Microsoft Corp., having brought artificial intelligence to its battle with Google over search, is now turning to the latest AI technology to catch up with rivals in the corporate applications market such as Oracle Corp., Salesforce Inc. and SAP SE. 

The software giant is introducing an AI assistant—called Dynamics 365 Copilot —  for applications that handle tasks such as sales, marketing and customer service. Based on technology from OpenAI, the software can draft contextual chat and email answers to customer-service queries. It can help marketers come up with customer categories to target, and write product listings for e-commerce. The new capabilities are being released in preview form on Monday and are being tested by hundreds of early customers.

For example, Italian aperitif maker Campari is trying out the marketing tools to concoct targeted campaigns for events around the Negroni cocktail.

Microsoft also said its next set of AI announcements, planned for March 16, will relate to “workplace productivity,” a term the software maker usually uses to mean Office software. 

Also read: What is Google’s conversational AI service, Bard? 

Business applications are the latest Microsoft programs to get an AI makeover so far this year as the company adds language-generation tools and chatbots to everything from its Bing internet-search engine to the Teams corporate-conferencing software.

The strategy follows a successful debut for an AI programming tool called GitHub Copilot last year and Microsoft’s expansion of its investment in OpenAI, the maker of ChatGPT, in January. Chief Executive Officer Satya Nadella has said the company plans to overhaul its whole product lineup using AI and tools from OpenAI. 

In the business applications category, where Microsoft has operated for more than two decades but lagged behind rivals, Nadella ultimately wants to use AI to break down silos between formerly separate programs, each with their own workflows and acronyms, like ERP (enterprise resource planning) and CRM (customer relationship management) software. Instead,  he said, they should be blended and have one AI copilot that can retrieve information and help workers with tasks. Still, like the Bing bot, Nadella noted Microsoft’s Dynamics tool will also make mistakes. 

“ERP, CRM, marketing, customer service, supply chain—all these distinct categories are all made up, right? I mean, they’re all garbage sort of categories thought up by vendors,” said Nadella, whose first executive role at Microsoft was running an early internet-based version of business applications called bCentral. “What if we said, there was just one Biz App workflow?”

New generative AI systems such as ChatGPT and DALL-E have caught broad consumer attention in the past year, leaving businesses scrambling to figure out how and whether they should employ corporate aspects of these content generating tools.

At the same time, the AI gold rush is provoking anxiety as programs make errors and go awry. Some banks have banned the use of ChatGPT, and other firms are asking workers not to share confidential information with the systems or expressing concern about how private corporate data will be treated by AI products in use.

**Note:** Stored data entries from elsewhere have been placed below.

PR #403, opened 2021-09-30
Issue 389 scheduled tasks support to monitor consul kv

### LINKED ISSUE #389: Scheduled tasks support to monitor Consul KV
#### Description
Add support for a new monitor block for the type "consul-kv" that can be configured alongside a schedule condition block. This monitor-consul-kv block will be similar to the existing "consul-kv" condition block in configuration (with the exception that condition-consul-kv supports source_includes_var that monitor-consul-kv should not support).

```hcl
task {
  name = "scheduled_task"
  source = "path/to/module"
  condition "schedule" {
    cron = "*/10 * * * * * *"
  }
  monitor "consul-kv" {
    path = "test"
    recurse = true
    datacenter = "dc1"
    namespace = "test-namespace"
  }
}
```

Things to Consider:
We will support other types of monitor blocks e.g. "services" monitor block
Only allow a monitor block to be configured with a "schedule" condition
Only allow at most one monitor block to be configured per task block (this may change in the future)

#### Use Cases
Allow users to have scheduled tasks monitor Consul KV information.

#### Additional context

Code already exists to run a scheduled tasks with support for configuring monitoring services with  task.services. For example in the configuration below, the user can configure task.services to monitor web and db so that when the task triggers every 10 seconds, the tasks will use web and db services information

```hcl
task {
  name = "scheduled_task"
  description = "run task every 10 seconds"
  services = ["web", "db"]
  source = "path/to/module"
  condition "schedule" {
    cron = "*/10 * * * * * *"
  }
}
```

wilkermichael:
This PR resolves #389

The purpose of this PR is to add support for the source_input block type "consul-kv." This block can be configured alongside a schedule condition block. The use case for this block is to enable a means of defining Consul objects (in this case key-values in consul-kv) whose values are provided as the task source’s input variables.

For this iteration, a source_input block is only allowed to be configured with a "schedule" condition and at most one source_input block can be configured per task block.

For simplicity and to aid in a possible refactor of condition "consul-kv" in the future, this first iteration will have the `source_input "consul-kv"` code block closely match its condition counterpart. This means that like condition "consul-kv" if `source_input "consul-kv"` is configured, task.services will be required. Likewise the fields available to source_input "consul-kv" will mirror those found in condition "consul-kv" with one caveat. The `source_includes_var` field will not be available in `source_input "consul-kv"` since it is implicitly true by the nature of a source_input.


config/task.go
```diff
@@ -555,13 +555,16 @@ func (c *TaskConfig) validateSourceInput() error {
 					return fmt.Errorf("at least one service is required in task.services " +
 						"or task.source_input.regexp must be configured")
 				}
+			case *ConsulKVSourceInputConfig:
+				return fmt.Errorf("consul-kv condition requires at least one service to " +
```
wilkermichael, line 559: I'll fix this, should read `consul-kv source_input`

controller/readwrite.go
```diff
@@ -228,6 +228,7 @@ func (rw *ReadWrite) Once(ctx context.Context) error {
 
 		select {
 		case err := <-rw.watcher.WaitCh(ctx):
+			rw.logger.Debug("waiting watcher on channel")
```
wilkermichael, line 231: I'll remove this

wilkermichael:
The SourceIncludesVariable() Methods are now part of the monitor base struct, and always just return true unless overridden in a derived struct.

There were cases where I needed to be able to pass a monitor interface to a function where it could be either a source_input or condition, and the interface required that SourceIncludesVariable() be present.

config/monitor_consul_kv.go
```diff
@@ -4,16 +4,18 @@ import (
 	"fmt"
 )
 
-const consulKVMonitorType = "consul-kv"
+const consulKVType = "consul-kv"
 
 var _ MonitorConfig = (*ConsulKVMonitorConfig)(nil)
 
+// ConsulKVMonitorConfig configures a configuration block adhering to the monitor interface
+// of type 'consul-kv'. A catalog-services monitor watches for changes
```
wilkermichael, line 12: Will fix this comment to be `A consul-kv monitor`

driver/terraform.go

Also read: Microsoft announces AI-powered Teams Premium

But most companies can’t seem to stop talking about AI and how the technology is potentially transformative for their business.

For customer service representatives, Microsoft says its copilot will comb through a company’s materials and a customer’s case history and can offer answers based on that knowledge. Nadella also noted that his company won’t use customer data for Microsoft’s own purposes. 

“If you think of a customer service agent, he’s dealing with a customer inquiry and 18 different databases internally to come up with the responses,” Nadella said. “Now you have this copilot that allows you to interrogate the 18 databases and craft a response” without distracting the agent from the customer, he said.

AI and marketing: What do we expect?  AI and marketing: What do we expect?  

Marketers can have chats with their customer data software in plain English to develop targeted customer groups and also get suggestions for additional segments they may not have thought of. The bot will also help them get creative, making suggestions for email campaigns based on topics and requested tone—users can choose from categories like formal, luxury or adventurous, said Charles Lamanna, Microsoft’s vice president for business applications and platform.

The software giant last month also unveiled AI technology that writes emails for busy salespeople. Now it’s adding a sales feature that generates email summaries of Teams conferences and pulls out specific actions people committed to completing. In the future, Microsoft will connect those to calendars. For example, if the call attendees discuss holding another meeting in a few weeks, the software will  schedule it, Lamanna said.

Creating chatbots and assistants for business uses is different from asking a search bot to give open-ended answers on queries about, say, a meal plan for kids or a trip to Mexico—scenarios Microsoft promoted for the Bing chatbot. Business products rely on a more specific set of information—a Microsoft client’s own data, for example—rather than a wide swath of information available on the internet. That may make it easier to get correct answers, but also can make the stakes higher if the AI goofs and makes a user uncomfortable or botches financial data. Both are issues that have cropped up for Bing. 

Nadella said the technology will make mistakes, and the humans using it need to check the facts.

“That’s why I care a lot about not just the power of the tech, but the use case and the design of the products,” Nadella said, “so that we can remind ourselves of both the social norms and responsibilities we as humans have, and the power of this technology and the error bounds of this technology.”